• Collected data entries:
________________________

PR #4091, opened 2023-12-09
perf: increasing the performance to remove unnecessary for loops

Krupeshgithub:
1) Removing the for loop and using the filter, which increase little performance when opening the ```.git_archival.txt``` file in ```black/action/main```. 
2) Removing unnecessary for loops in ```black/src/black/files```.

### Checklist - did you ...

### DIFF
--- a/action/main.py
+++ b/action/main.py
@@ -26,12 +26,12 @@ else:
 if version_specifier:
     req = f"black{extra_deps}{version_specifier}"
 else:
-    describe_name = ""
     with open(ACTION_PATH / ".git_archival.txt", encoding="utf-8") as fp:
-        for line in fp:
-            if line.startswith("describe-name: "):
-                describe_name = line[len("describe-name: ") :].rstrip()
-                break
+        prefix = "describe-name: "
+        describe_name = "".join(
+            filter(lambda x: x.startswith(prefix), fp)
+        ).split(maxsplit=1)
+
     if not describe_name:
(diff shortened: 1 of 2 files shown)


action/main.py
```diff
@@ -26,12 +26,12 @@
...
     req = f"black{extra_deps}{version_specifier}"
 else:
-    describe_name = ""
     with open(ACTION_PATH / ".git_archival.txt", encoding="utf-8") as fp:
-        for line in fp:
-            if line.startswith("describe-name: "):
-                describe_name = line[len("describe-name: ") :].rstrip()
-                break
+        prefix = "describe-name: "
+        describe_name = "".join(
```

________________________

• Exercise directions: Copy every record shown above, exactly and completely.

• Task response:
PR #4091, opened 2023-12-09
perf: increasing the performance to remove unnecessary for loops

Krupeshgithub:
1) Removing the for loop and using the filter, which increase little performance when opening the ```.git_archival.txt``` file in ```black/action/main```. 
2) Removing unnecessary for loops in ```black/src/black/files```.

### Checklist - did you ...

### DIFF
--- a/action/main.py
+++ b/action/main.py
@@ -26,12 +26,12 @@ else:
 if version_specifier:
     req = f"black{extra_deps}{version_specifier}"
 else:
-    describe_name = ""
     with open(ACTION_PATH / ".git_archival.txt", encoding="utf-8") as fp:
-        for line in fp:
-            if line.startswith("describe-name: "):
-                describe_name = line[len("describe-name: ") :].rstrip()
-                break
+        prefix = "describe-name: "
+        describe_name = "".join(
+            filter(lambda x: x.startswith(prefix), fp)
+        ).split(maxsplit=1)
+
     if not describe_name:
(diff shortened: 1 of 2 files shown)


action/main.py
```diff
@@ -26,12 +26,12 @@
...
     req = f"black{extra_deps}{version_specifier}"
 else:
-    describe_name = ""
     with open(ACTION_PATH / ".git_archival.txt", encoding="utf-8") as fp:
-        for line in fp:
-            if line.startswith("describe-name: "):
-                describe_name = line[len("describe-name: ") :].rstrip()
-                break
+        prefix = "describe-name: "
+        describe_name = "".join(
```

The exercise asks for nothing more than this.